Assigned task: Select from the records below every line that has the word "right" in it.

Recorded data:
PR #360, opened 2024-11-25
[PULP-213] Add PULP_USE_UVLOOP envvar to activate uvloop in the content-app

pedro-psb:
Experiement with `uvloop`: https://github.com/pulp/pulpcore/issues/6021

Setting `PULP_USE_UVLOOP` to anything will enable it, while not having is set uses the regular worker.

### DIFF
--- a/Dockerfile
+++ b/Dockerfile
@@ -143,6 +143,9 @@ RUN patch -p1 -d /usr/local/lib/pulp/lib/python${PYTHON_VERSION}/site-packages <
 COPY images/assets/patches/0019-Adds-LabelsMixin-to-ReadOnlyContentViewSet.patch /tmp/
 RUN patch -p1 -d /usr/local/lib/pulp/lib/python${PYTHON_VERSION}/site-packages < /tmp/0019-Adds-LabelsMixin-to-ReadOnlyContentViewSet.patch
 
+COPY images/assets/patches/0020-Add-uvloop-as-the-the-Gunicorn-worker-eventloop.patch /tmp/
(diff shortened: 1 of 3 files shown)


pedro-psb:
I dont know how to interpret/debug the konflux CI failure.

decko:
> I dont know how to interpret/debug the konflux CI failure.

It's Ok. It will keep failing and yet the build and deploy happens without issues.

images/assets/patches/0013-Add-uvloop-as-the-the-Gunicorn-worker-eventloop.patch
```diff
@@ -0,0 +1,46 @@
...
+   "tablib<3.6.0",
+   "url-normalize>=1.4.3,<=1.4.3",
+   "uuid6>=2023.5.2,<=2024.7.10",
++  "uvloop>=0.21.0,<0.22",
+   "whitenoise>=5.0,<6.9.0",
+   "yarl>=1.8,<1.18.1",
+ ]
+-- 
+2.47.0
+
```
bmbouter, line 46: Would you be ok if this part of the diff is pulled out since we're declaring the dependency directly below?

pedro-psb: Yes. In fact I was supposed to ask where was the right place at the time but I forget about it. Thanks for the input

bmbouter (changes requested):
@pedro-psb I'll lgtm and merge when you push next. Ty!

bmbouter:
@pedro-psb I should have told you this earlier (sorry) but you also need to copy the patch to the container build and run it. See this example: https://github.com/pulp/pulp-service/pull/442/files#diff-dd2c0eb6ea5cfc6c4bd4eac30934e2d5746747af48fef6da689e85b752f39557R143

PR #420, opened 2025-03-06
Content scan poc

git-hyagi:


pulp_service/pulp_service/app/viewsets.py
```diff
@@ -138,3 +149,42 @@ def get_queryset(self):
     @classmethod
     def view_name(cls):
         return "admintasks"
+
+
+class ContentScan(APIView):
+    authentication_classes = []
+    permission_classes = []
+
+    def get(self, request=None, prn=None):
```
bmbouter, line 158: From a usability perspective I think the argument here should be `repo_version` instead of `prn` although the value should be in the format `prn`. From an openAPI perspective the way this is currently it's polymorphic in the sense a PRN can refer to lots of different object types in Pulp. To keep things simple I think we should have this refer to a `repo_version` and then this viewset should provide validation that the prn is indeed referring to a repository version.

pulp_service/pulp_service/app/viewsets.py
```diff
@@ -138,3 +141,27 @@ def get_queryset(self):
...
+class ContentScan(APIView):
+    authentication_classes = []
+    permission_classes = []
+
+    def post(self, request=None):
+        serialized_data = ContentScanSerializer(data=request.data)
+        serialized_data.is_valid(raise_exception=True)
+        repo_version_pk = serialized_data.data["repo_version"]
+        task = dispatch(check_content, kwargs={"repo_version_pk": repo_version_pk})
+        return Response(task.pk)
```
dkliban, line 155: we should return an OperationPostponedResponse here similar to https://github.com/pulp/pulpcore/blob/main/pulpcore/app/viewsets/reclaim.py#L53

pulp_service/pulp_service/app/tasks/package_scan.py
```diff
@@ -0,0 +1,105 @@
...
+    Makes a request to the osv.dev API and store the results in ArtifactVulnerability model
+    """
+    async with aiohttp.ClientSession() as session:
+        for package in packages:
+            osv_data = json.dumps(package["osv_data"])
+            async with session.post(url=OSV_QUERY_URL, data=osv_data) as response:
+                response_body = await response.text()
+                json_body = json.loads(response_body)
+                if json_body.get("vulns"):
+                    await sync_to_async(ArtifactVulnerability.objects.get_or_create)(
```
dkliban, line 45: I envisioned a single report per scan. The JSON would contain a key for each package. and the value for that key would be the scan results for that package.

pulp_service/pulp_service/app/viewsets.py
```diff
@@ -138,3 +142,27 @@ def get_queryset(self):
...
+        return OperationPostponedResponse(task, request)
+
+
+class Vulnerabilities(APIView):
+    def get(self, request, uuid=None):
+        queryset = ArtifactVulnerability.objects.all()
+        serializer = ArtifactVulnerabilitySerializer(queryset, many=True)
+        return Response(serializer.data)
+
+    def post(self,request):
```
bmbouter, line 165:
```suggestion
    def post(self, request):
```

bmbouter: The POST method in HTTP is used to send data to a server to create or modify a resource. Here it's being used to retrieve data. Here's what I recommend.

First let's talk about the urls. I'd make the design like this:

```
path("api/pulp/vulnerabilities/", Vulnerabilities.as_view()),
path("api/pulp/vulnerabilities/<uuid:uuid>/", VulnerabilitiesDetail.as_view()),
```

Have Vulnerabilities take GET (the list method you already wrote) and POST (the one that dispatches the task and takes the `repo_version` as an argument). It's common for GET to list and POST on that same endpoint to create a "new one".

Have VulnerabilitiesDetail implement the GET method which returns a serialized single Vulnerability report. This is what you've got implemented currently as Vulnerabilities.post().

This improves the design in 2 ways. (1) the HTTP method types are aligned with their standards based definitions of use (GET makes no server changes and just returns data and POST modifies or creates data). Also (2) it makes the API RESTful in the sense that there is no longer the verb, i.e. `scan` in the URL structure. Instead the user "creates a Vulnerability Report" using POST.

bmbouter: I would probably also change the path to be `api/pulp/vuln_report` instead of `api/pulp/vulnerabilities`. It's really a report, not a vulnerabilitiy itself. I think vulnerability_report would be too long so I'm just shortening it to vuln_report.

pulp_service/pulp_service/app/models.py
```diff
@@ -164,3 +165,12 @@ class Meta:
                 "Can manage role assignments on Feature ContentGuard",
             ),
         )
+
+
+class ArtifactVulnerability(models.Model):
```
bmbouter, line 170:
```suggestion
class VulnerabilityReport(models.Model):
```

pulp_service/pulp_service/app/models.py
```diff
@@ -164,3 +165,12 @@ class Meta:
...
+    """
+    Model used in content vulnerability scan
```
bmbouter, line 172:
```suggestion
    Model used in vulnerability report.
```

Similar replacement of `scan` with `report` throughout the PR.

pulp_service/pulp_service/app/tasks/package_scan.py
```diff
@@ -0,0 +1,111 @@
+import aiohttp
+import logging
+import json
+
+from asgiref.sync import sync_to_async
+
+from pulpcore.app.models import Content, RepositoryVersion
+from pulp_rpm.app.models.package import Package as RPMPackage
```
bmbouter, line 8: you don't want this one here until we do the RPM work.

pulp_service/pulp_service/app/tasks/package_scan.py
```diff
@@ -0,0 +1,111 @@
+import aiohttp
+import logging
+import json
+
+from asgiref.sync import sync_to_async
+
+from pulpcore.app.models import Content, RepositoryVersion
```
bmbouter, line 7: It's not safe to import directly from pulpcore.app. Any plugin importing from pulpcore should only import from `pulpcore.plugin` aka the "Plugin API" which is guaranteed stable except for "plugin API breaking change releases", e.g. 3.55, 3.70, 3.85, etc. You'll find all of these objects available in `pulpcore.plugin` See [here](https://github.com/pulp/pulpcore/blob/main/pulpcore/plugin/models/__init__.py).

pulp_service/pulp_service/app/tasks/package_scan.py
```diff
@@ -0,0 +1,111 @@
...
+        vulns=scanned_packages,
+    )
+
+
+def _get_content_from_repo(repo_version_pk: str) -> list[any]:
+    """
+    Return the list of contents in the repository_version
+    """
+    repo_version = RepositoryVersion.objects.get(pk=repo_version_pk)
+    return Content.objects.filter(pk__in=repo_version.content)
```
bmbouter, line 61: I think you want to defer to the facilities pulpcore provides. Look at what you can get from the `RepositoryVersion` object. You could [list all the content units](https://github.com/pulp/pulpcore/blob/main/pulpcore/app/models/repository.py#L851-L852). The "downcast" there with `cast()` transforms the model object type from `Content` to for example FileContent or whatever the actual content type is. That may or may not be helpful to you.

I recommend iterating through all of the content handling the "supported types", e.g. Npm and Python initially and just ignoring the other types. It's efficient that way because you're just iterating once. Note as an FYI, you could also filter by type [like this](https://github.com/pulp/pulpcore/blob/main/pulpcore/app/models/repository.py#L832), but you'd be making N queries that way where N are the number of content ypes you're searching for, which would probably not be very efficient.

pulp_service/pulp_service/app/tasks/package_scan.py
```diff
@@ -0,0 +1,111 @@
...
+    """
+    if not content_types:
+        return
+
+    package_list = []
+    for content in content_types:
+        content = content.cast()
+        ecosystem = _identify_package_ecosystem(content)
+        if not ecosystem:
+            break
```
bmbouter, line 77: Oh I see you're doing here exactly what I was recommending in the comment a few lines up! :+1:

pulp_service/pulp_service/app/tasks/package_scan.py
```diff
@@ -0,0 +1,111 @@
...
+
+async def _identify_rh_cpe():
+    async with aiohttp.ClientSession() as session:
+        async with session.post(url=RH_REPO_TO_CPE_URL) as response:
+            response_body = await response.text()
+            json_body = json.loads(response_body)
+            global cache_rh_cpe
+            cache_rh_cpe = json_body["data"]
+            _logger.info(f"RESPONSE JSON: {json.dumps(cache_rh_cpe, indent=2)}")
+            # return json_body
```
bmbouter, line 111: this look unused so I'd remove it.

pulp_service/pulp_service/app/tasks/package_scan.py
```diff
@@ -0,0 +1,111 @@
...
+        package_list.append(
+            {
+                "osv_data": {
+                    "package": {"name": content.name, "ecosystem": ecosystem},
+                    "version": content.version,
+                },
+                "content": content,
+            }
+        )
+    return package_list
```
bmbouter, line 87: You're building a potentially large in-memory data structure. I can see why because the Django ORM has to be run syncronously yet you want to handle the items in an asynchronous coroute so they aren't compatible.

Consider this example:

```
# Synchronous Django ORM code
def fetch_objects():
    return MyModel.objects.all()  # Example queryset

# Coroutine to process items one-by-one
async def process_items():
    # Run the synchronous Django ORM code in a thread
    queryset = await asyncio.to_thread(fetch_objects)

    # Iterate over the queryset and process items one-by-one
    for item in queryset:
        # Simulate async processing
        await asyncio.sleep(0.1)  # Replace with your async logic
        print(f"Processing item: {item}")
```

This is pretty nice because it lets your ORM code all live in `fetch_objects` and they can be handled one-by-one in an async model. This simplifies the whole matter by letting you handle them "directly, one-by-one" in the async coroutine instead of having to build a big data structure and then later loop through it in your coroutine. Try porting your code to this for fun.

pulp_service/pulp_service/app/viewsets.py
```diff
@@ -138,3 +142,24 @@ def get_queryset(self):
...
+        repo_version_pk = serialized_data.data["repo_version"]
+        task = dispatch(check_content, kwargs={"repo_version_pk": repo_version_pk})
+        return OperationPostponedResponse(task, request)
+
+
+class VulnerabilitiesDetail(APIView):
+    def get(self, request, uuid):
+        queryset = VulnerabilityReport.objects.get(id=uuid)
+        serializer = VulnerabilityReportSerializer(queryset, many=False)
+        return Response(serializer.data)
```
bmbouter, line 165: You totally nailed this part! Great job.

pulp_service/pulp_service/app/urls.py
```diff
@@ -1,14 +1,23 @@
...
 urlpatterns = [
     path("api/pulp-admin/", admin_site.urls),
     path("api/pulp/redirect-check/", RedirectCheck.as_view()),
     path("api/pulp/internal-server-error-check/", InternalServerErrorCheck.as_view()),
     path("api/pulp/raise-exception-check/", InternalServerErrorCheckWithException.as_view()),
     path("api/pulp/debug_auth_header/", DebugAuthenticationHeadersView.as_view()),
-    path("api/pulp/admin/tasks/", TaskViewSet.as_view({'get': 'list'})),
+    path("api/pulp/admin/tasks/", TaskViewSet.as_view({"get": "list"})),
+    path("api/pulp/vuln_report/", Vulnerabilities.as_view()),
+    path("api/pulp/vuln_report/<uuid:uuid>/", VulnerabilitiesDetail.as_view()),
```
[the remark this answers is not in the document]
bmbouter: This is an optional thing, but I'm really enjoying sharing the design stuff with you. You could have just `Vulnerabilities` (maybe renamed to `VulnerabilityReport` same as the model). It could have:

```
class VulnerabilityReport(APIView):

def list():   # the existing "Vulnerabilities.get()" view
  ...

def get():   # the existing "VulnerabilitiesDetail.get()" view
  ...

def post():   # the existing "Vulnerabilities.post()" view
  ...
```

Then for the urls.py you could have this:

```
    path("api/pulp/vuln_report/", VulnerabilityReport.as_view(TaskViewSet.as_view({"get": "list", "post": "post"})),
```

Why is this better? It's debatable if it's better, but the idea is to have fewer objects that do more things makes more powerful objects from an object oriented perspective I think that's a win.

pulp_service/pulp_service/app/serializers.py
```diff
@@ -13,9 +18,37 @@ class FeatureContentGuardSerializer(ContentGuardSerializer, GetOrCreateSerialize
...
+    A serializer for package scan.
+    """
+
+    repo_version = serializers.CharField()
+
+    def validate_repo_version(self, value):
+        try:
+            repo_version = RepoVersionHrefPrnFilter.get_repository_version(value)
+        except:
+            raise serializers.ValidationError(_("No matching model instance found."))
```
bmbouter, line 53:
```suggestion
            raise serializers.ValidationError(_("No matching RepositoryVersion instance found."))
```

pulp_service/pulp_service/app/tasks/package_scan.py
```diff
@@ -0,0 +1,88 @@
...
+content_queue = Queue()
+
+
+async def check_content(repo_version_pk):
+    """
+    Get the list of contents from reop_version, build a package_list and makes an API request to
+    osv.dev using this package_list.
+    """
+    # create a thread to collect the Contents from RepositoryVersion
+    await asyncio.to_thread(_get_content_from_repo, repo_version_pk)
```
bmbouter, line 23: The use of `to_thread` needs to change for this new design. I should have pointed this out earlier, apologies.

The use of `await asyncio.to_thread` here will cause the thread to run until completion before this continues. This causes the background thread to not actually run concurrently so what that means is the `_get_content_from_repo` fills the entire queue and puts the `None` at the end before this coroutine, i.e. `check_content` can resume.

For concurrent operation you should just spawn a thread traditionally.

```
import threading
background_thread = threading.Thread(target=_get_content_from_repo, args=(repo_version_pk,))
background_thread.start()
```

There should be no reason to "join the thread" at the bottom because MainThread logically should continue to pull from the queue until `None` is received and the last thing `background_thread` does before exiting is emit a `None`. You could call `background_thread.join()` at the end of this coroutine just to be sure of a clean threading shutdown if you want though. Probably a good idea...

pulp_service/pulp_service/app/tasks/package_scan.py
```diff
@@ -0,0 +1,88 @@
...
+    await _scan_packages()
+
+
+async def _scan_packages():
+    """
+    Makes a request to the osv.dev API and store the results in VulnerabilityReport model.
+    """
+    scanned_packages = {}
+    async with aiohttp.ClientSession() as session:
+        for package in _define_osv_package_list():
```
bmbouter, line 33: This could be simplified some if you instead of using `_define_osv_package_list()` as a helper function you use `iter` like this. Give this a try:

`for package in iter(content_queue.get, None):`

You can see some about how this works with in [this SO post](https://stackoverflow.com/questions/21157739/how-to-iterate-through-a-python-queue-queue-with-a-for-loop-instead-of-a-while-l).

I would then turn `_define_osv_package_list()` into a helper function which just helps build the `osv_data` object you use in the request. `_define_osv_package_list` already does just, this would just remove the queue fetching part. Also with it's changing role I'd probably rename to `_build_osv_data` or something. Maybe `_define_osv_package_list` is right. Totally up to you.

pulp_service/pulp_service/app/tasks/package_scan.py
```diff
@@ -0,0 +1,88 @@
...
+            },
+            "content": content,
+        }
+
+
+def _identify_package_ecosystem(content: any) -> str:
+    """
+    Returns an osv.dev ecosystem (string) based on the content_type
+    """
+    model_type = content.TYPE
```
bmbouter, line 85: Consider removing this default value since we're going to want to explicitly add osv.dev support type-by-type later.

Instead I'd remove this line and add an `else` so that if none of the "supported content types" (in this case just NPMPackage) are not matched it raises a Python exception. Basically don't let unsupported types pass silently I think would be good.

pulp_service/pulp_service/app/tasks/package_scan.py
```diff
@@ -0,0 +1,84 @@
...
+def _identify_package_ecosystem(content: any) -> str:
+    """
+    Returns an osv.dev ecosystem (string) based on the content_type
+    """
+    if isinstance(content, NPMPackage):
+        return getattr(PKG_ECOSYSTEM, "npm", None)
+    elif content.TYPE == "python":
+        return getattr(PKG_ECOSYSTEM, content.TYPE, None)
+    else:
+        raise RuntimeError("Package type not supported!")
```
bmbouter, line 84: great

pulp_service/pulp_service/app/tasks/package_scan.py
```diff
@@ -0,0 +1,84 @@
...
+    background_thread.join()
+
+
+async def _scan_packages():
+    """
+    Makes a request to the osv.dev API and store the results in VulnerabilityReport model.
+    """
+    scanned_packages = {}
+    async with aiohttp.ClientSession() as session:
+        for content in iter(content_queue.get, None):
```
bmbouter, line 35: :100:

pulp_service/pulp_service/app/tasks/package_scan.py
```diff
@@ -0,0 +1,84 @@
...
+            package = _build_osv_data(content)
```
bmbouter, line 36: :+1:

bmbouter (approved):
This looks exactly like what I was hoping for. You did a really great job, and also kept coming back for more improvements. I really enjoyed our collaboration. Please merge when you can and promote to staging (at least).

Also please add some docs to the App Interface Repo. Basically whatever scripts you used for npm would be useful there to populate some test content, and then run a scan report, and give an example of the response. We can make a separate JIRA if you want one, just let me know.

Thank you!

Task answer:
pedro-psb: Yes. In fact I was supposed to ask where was the right place at the time but I forget about it. Thanks for the input
I would then turn `_define_osv_package_list()` into a helper function which just helps build the `osv_data` object you use in the request. `_define_osv_package_list` already does just, this would just remove the queue fetching part. Also with it's changing role I'd probably rename to `_build_osv_data` or something. Maybe `_define_osv_package_list` is right. Totally up to you.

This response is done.